女性たちがめちゃくちゃかっこいいアクション映画なんです。では物語から。

【物語】

殺し屋の母(レナ・ヘディさん)にダイナーに置き去りにされた少女時代のサムは、母の元上司ネイサン(ポール・ジアマッティさん)の下で成長し、凄腕の殺し屋になりました。

ある日、ボスの指示で大金を横取りした会計士の男と対峙したサムは、殺すつもりはなかったのにもみ合いで男を撃ち殺してしまいます。このままでは会計士の8歳の娘エミリー(クロエ・コールマンさん)の命が危険にさらされてしまう。彼女はエミリーを連れて逃亡。しかし、大金を取り戻そうとネイサンの手下が2人を追いかけてきて……。

【ガールズアクションの快作!】

まずお伝えしたいのは……めちゃくちゃ面白かったです!

母に捨てられたサムの過去や一緒に逃げるエミリーの父を亡くした悲しみなど、シリアスな背景がありながらも、スピーディな展開とポップな映像とキレキレのアクションシーンの連続で、めちゃくちゃテンションが上がるアクションエンタメに仕上がっています。

サムがエミリーを連れ、追っ手から逃げまくるというのがメインのストーリー。

ですが、サムに武器を提供するベテランの殺し屋女子トリオ(ミシェル・ヨーさん、アンジェラ・バセットさん、カーラ・グギーノさん)がクールに登場したり、ネイサンが送り出したマヌケな殺し屋3バカトリオがダメっぷりで笑わせたり。

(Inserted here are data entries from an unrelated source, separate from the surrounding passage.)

PR #2703, opened 2024-12-07
Cactus develop change app server import

tpurschke:
- always rename app servers during import if name has changed
- log all name changes and unresolvable IPs (# in STEST 208) as warnings in middleware.log
- TODO: think thru what this change means for already requested app servers

### DIFF
--- a/roles/middleware/files/FWO.Middleware.Server/AppDataImport.cs
+++ b/roles/middleware/files/FWO.Middleware.Server/AppDataImport.cs
@@ -537,11 +537,24 @@ namespace FWO.Middleware.Server
 				{
 					if (existingAppServer.IsDeleted)
 					{
-						return await ReactivateAppServer(existingAppServer);
+						if (!await ReactivateAppServer(existingAppServer))
+						{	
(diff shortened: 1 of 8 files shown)


roles/middleware/files/FWO.Middleware.Server/AppDataImport.cs
```diff
@@ -553,13 +566,36 @@ private async Task<bool> SaveAppServer(ModellingImportAppServer incomingAppServe
...
 		}
 
+		private string buildAppServerName(ModellingImportAppServer appServer)
+		{
+			try
+			{
+				if (string.IsNullOrEmpty(appServer.Name))
+				{
+					Log.WriteWarning("Import App Server Data", $"Found empty (unresolvable) IP {appServer.Ip}");
+					ModellingNamingConvention NamingConvention = new();
```
abarz722, line 576: putting these lines together saves one constructor call

abarz722 (changes requested):

abarz722 (approved):

Issue #2679, opened 2024-11-24
Bump System.Text.Encodings.Web


SolidProgramming:
[.NET Core Remote Code Execution Vulnerability](https://github.com/advisories/GHSA-ghhp-997w-qr28)

Transitive Package for:
- FWO.Middleware.Server
- FWO.Services
- FWO.Test
- FWO.Ui
- FWO.Tufin.SecureChange
- FWO.Config.Api
- FWO.DeviceAutoDiscovery
- FWO.Mail
- FWO.Report
- FWO.Report.Filter

tpurschke:
old vulnerability - not relevant for 8.0.x

SolidProgramming:
To list the packages that got vulnerability issues use following command in project folder:
`dotnet list package --vulnerable --include-transitive`

PR #2706, opened 2024-12-09
Resolve nuget security risks

SolidProgramming:
Closes: #2679

This PR adresses the security risk provided by the following commands:
`dotnet restore`
`dotnet list package --vulnerable`

Package `System.Text.Encodings.Web` is now a direct reference to adress the trasitive package references for this package that are long deprecated. 
Reference: [MS learn](https://learn.microsoft.com/en-us/nuget/concepts/auditing-packages#transitive-packages)

This also applies for the following packages that could not be resolved through normal nuget update behavior:
`System.IdentityModel.Tokens.Jwt`
`Microsoft.IdentityModel.Tokens`

[-] Removed the `<TreatAsUsed>true</TreatAsUsed>` because that got automatically added through Visual Studio when removing unused project dependencies in previous PR by me

Tested on:
latest stable debian
ubuntu 24.09

Couldn't test on:
ubuntu 24.10 because of failed wkhtml download/test


SolidProgramming:
@tpurschke We should talk about this as there are now addition direct reference dependencies in some projects explained above.

SolidProgramming:
Closed by #2711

銃撃戦だけでなく、肉弾戦にカーアクション、様々な武器を多用したアクションなど、見せ場に次ぐ見せ場でまったく飽きません!

【アクションの舞台や武器にも様々な工夫が】

サムが悪党と対決する場所も楽しい。サムに協力するベテランの殺し屋トリオのアジトは図書館、悪党と大アクションを繰り広げるのはオシャレな照明のボーリング場、3バカトリオとは病院で格闘!

武器は銃だけでなく、ボーリングの球や、パンダのスーツケース、釜やぶっといチェーン、そして拳にまわし蹴りも炸裂させちゃういます!

【ドラマも充実、満足度高い!】

物語の後半には、サムの母も登場。娘を思う母の気持ちにもけっこうグっとくるものがあるのですが、サムとエミリーの関係性もじんわり胸に響きます。

サムはエミリーの父を撃ってしまったことをなかなか彼女に打ち明けられないんですよ。エミリーを必死に守るのも、殺してしまった罪悪感もあったんだろうな。

真実を打ち明けるのか否かは映画を見ていただきたいのですが、ドラマもしっかり描かれており、これが本作の満足度に繋がっていると思います。

ちなみに、サムは最初、ハットとコートでかっこよく登場するのですが、途中から鮮やかなボウリングジャケットスリムなパンツに着替え、これがすごくいい!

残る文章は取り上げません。